## [TASK OBJECTIVE]
From the records below, count the lines holding the string "able". Only the number is wanted.

Records excerpted from a collection:
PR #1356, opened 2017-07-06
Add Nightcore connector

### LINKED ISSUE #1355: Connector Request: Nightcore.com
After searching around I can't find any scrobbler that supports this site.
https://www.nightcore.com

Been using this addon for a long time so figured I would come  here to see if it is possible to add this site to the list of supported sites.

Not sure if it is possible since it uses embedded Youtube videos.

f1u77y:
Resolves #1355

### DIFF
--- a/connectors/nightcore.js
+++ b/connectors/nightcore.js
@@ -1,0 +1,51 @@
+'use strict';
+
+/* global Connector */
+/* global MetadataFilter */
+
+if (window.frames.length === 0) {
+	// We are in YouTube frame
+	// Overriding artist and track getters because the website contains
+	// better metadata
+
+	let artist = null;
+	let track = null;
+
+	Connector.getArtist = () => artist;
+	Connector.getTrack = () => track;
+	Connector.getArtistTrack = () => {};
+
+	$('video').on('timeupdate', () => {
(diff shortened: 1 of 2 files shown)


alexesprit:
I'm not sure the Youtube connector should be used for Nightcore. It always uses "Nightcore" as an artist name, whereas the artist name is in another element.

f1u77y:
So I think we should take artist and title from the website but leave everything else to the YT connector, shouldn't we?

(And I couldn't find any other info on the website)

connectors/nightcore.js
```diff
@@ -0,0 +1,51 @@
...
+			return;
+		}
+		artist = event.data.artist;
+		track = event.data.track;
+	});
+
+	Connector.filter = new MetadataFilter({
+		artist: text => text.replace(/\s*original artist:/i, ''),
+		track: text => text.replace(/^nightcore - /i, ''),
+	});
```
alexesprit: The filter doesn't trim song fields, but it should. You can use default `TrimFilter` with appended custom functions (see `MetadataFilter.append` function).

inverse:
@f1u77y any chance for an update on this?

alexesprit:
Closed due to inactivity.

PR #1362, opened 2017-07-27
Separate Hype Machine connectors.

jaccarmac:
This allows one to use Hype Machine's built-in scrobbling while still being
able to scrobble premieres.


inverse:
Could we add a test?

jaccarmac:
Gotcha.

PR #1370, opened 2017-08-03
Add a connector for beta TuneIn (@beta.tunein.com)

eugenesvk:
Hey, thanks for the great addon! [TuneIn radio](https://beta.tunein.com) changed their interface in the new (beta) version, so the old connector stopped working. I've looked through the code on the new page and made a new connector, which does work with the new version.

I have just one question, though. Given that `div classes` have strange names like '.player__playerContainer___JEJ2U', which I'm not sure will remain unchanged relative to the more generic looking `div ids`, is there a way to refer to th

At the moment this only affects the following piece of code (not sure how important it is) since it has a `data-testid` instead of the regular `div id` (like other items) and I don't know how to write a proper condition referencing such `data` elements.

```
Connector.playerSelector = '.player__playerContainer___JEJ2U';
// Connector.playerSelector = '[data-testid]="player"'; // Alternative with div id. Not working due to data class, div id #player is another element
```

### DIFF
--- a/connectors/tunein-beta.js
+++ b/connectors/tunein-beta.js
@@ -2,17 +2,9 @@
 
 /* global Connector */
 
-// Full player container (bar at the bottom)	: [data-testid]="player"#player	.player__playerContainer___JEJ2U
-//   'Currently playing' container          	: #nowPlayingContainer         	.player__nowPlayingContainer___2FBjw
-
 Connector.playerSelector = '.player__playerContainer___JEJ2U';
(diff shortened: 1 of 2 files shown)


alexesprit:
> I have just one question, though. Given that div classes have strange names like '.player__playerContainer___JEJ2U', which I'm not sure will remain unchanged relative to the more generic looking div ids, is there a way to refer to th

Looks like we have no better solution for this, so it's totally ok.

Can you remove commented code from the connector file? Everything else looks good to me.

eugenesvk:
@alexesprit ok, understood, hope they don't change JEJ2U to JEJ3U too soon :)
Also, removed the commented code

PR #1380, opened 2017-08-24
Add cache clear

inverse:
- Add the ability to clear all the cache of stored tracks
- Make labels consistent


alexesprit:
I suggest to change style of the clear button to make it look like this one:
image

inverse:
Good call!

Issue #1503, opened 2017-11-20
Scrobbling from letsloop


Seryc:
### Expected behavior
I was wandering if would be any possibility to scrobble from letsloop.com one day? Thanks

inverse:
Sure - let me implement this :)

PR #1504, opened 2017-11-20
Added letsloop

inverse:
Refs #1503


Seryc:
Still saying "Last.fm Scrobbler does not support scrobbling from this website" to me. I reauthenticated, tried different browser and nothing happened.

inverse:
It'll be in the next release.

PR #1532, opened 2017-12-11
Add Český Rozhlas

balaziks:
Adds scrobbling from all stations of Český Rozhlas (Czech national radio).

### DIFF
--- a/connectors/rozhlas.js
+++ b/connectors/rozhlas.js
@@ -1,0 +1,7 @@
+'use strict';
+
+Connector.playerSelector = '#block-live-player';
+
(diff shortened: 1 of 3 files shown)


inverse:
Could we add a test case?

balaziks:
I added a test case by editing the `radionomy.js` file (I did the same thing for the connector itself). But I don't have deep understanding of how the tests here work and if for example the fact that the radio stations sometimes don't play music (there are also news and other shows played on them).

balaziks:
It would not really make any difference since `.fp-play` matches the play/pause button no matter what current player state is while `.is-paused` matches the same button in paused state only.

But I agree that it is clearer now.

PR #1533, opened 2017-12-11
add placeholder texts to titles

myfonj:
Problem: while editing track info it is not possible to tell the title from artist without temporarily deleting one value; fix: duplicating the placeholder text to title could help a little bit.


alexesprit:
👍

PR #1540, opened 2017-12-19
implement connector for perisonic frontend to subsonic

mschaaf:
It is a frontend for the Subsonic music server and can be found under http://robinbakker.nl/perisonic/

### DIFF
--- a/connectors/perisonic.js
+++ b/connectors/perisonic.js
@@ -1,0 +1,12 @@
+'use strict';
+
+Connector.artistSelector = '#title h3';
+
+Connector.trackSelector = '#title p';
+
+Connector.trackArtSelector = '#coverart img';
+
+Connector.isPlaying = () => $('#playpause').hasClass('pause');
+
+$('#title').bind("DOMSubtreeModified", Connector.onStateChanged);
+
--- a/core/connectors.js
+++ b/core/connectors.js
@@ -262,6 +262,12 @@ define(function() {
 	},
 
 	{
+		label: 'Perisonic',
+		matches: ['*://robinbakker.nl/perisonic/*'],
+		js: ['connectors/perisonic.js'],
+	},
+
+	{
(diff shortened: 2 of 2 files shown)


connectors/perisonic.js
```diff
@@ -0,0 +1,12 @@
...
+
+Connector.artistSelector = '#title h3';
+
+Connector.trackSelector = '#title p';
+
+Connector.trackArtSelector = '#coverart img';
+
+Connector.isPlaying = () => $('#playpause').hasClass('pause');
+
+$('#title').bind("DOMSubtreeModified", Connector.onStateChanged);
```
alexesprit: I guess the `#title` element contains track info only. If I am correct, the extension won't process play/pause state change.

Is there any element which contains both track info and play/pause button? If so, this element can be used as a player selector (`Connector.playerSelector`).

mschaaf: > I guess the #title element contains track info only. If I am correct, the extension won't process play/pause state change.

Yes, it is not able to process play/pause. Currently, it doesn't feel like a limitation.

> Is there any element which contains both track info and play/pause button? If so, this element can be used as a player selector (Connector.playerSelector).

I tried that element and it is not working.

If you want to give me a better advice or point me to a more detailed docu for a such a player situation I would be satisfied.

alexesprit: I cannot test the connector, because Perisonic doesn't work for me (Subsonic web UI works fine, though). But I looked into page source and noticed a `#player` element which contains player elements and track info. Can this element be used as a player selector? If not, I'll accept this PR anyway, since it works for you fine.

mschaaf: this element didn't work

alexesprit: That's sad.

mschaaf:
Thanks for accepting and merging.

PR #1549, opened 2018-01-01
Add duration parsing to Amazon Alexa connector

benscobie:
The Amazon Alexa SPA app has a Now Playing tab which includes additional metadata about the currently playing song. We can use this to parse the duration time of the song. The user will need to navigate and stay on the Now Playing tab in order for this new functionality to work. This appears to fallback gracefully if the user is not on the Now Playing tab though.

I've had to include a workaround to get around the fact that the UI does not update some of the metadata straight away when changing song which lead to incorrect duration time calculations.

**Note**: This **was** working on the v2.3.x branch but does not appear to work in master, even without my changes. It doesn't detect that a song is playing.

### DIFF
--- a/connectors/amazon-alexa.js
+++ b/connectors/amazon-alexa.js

## [SOLUTION FOR THIS PROBLEM]
2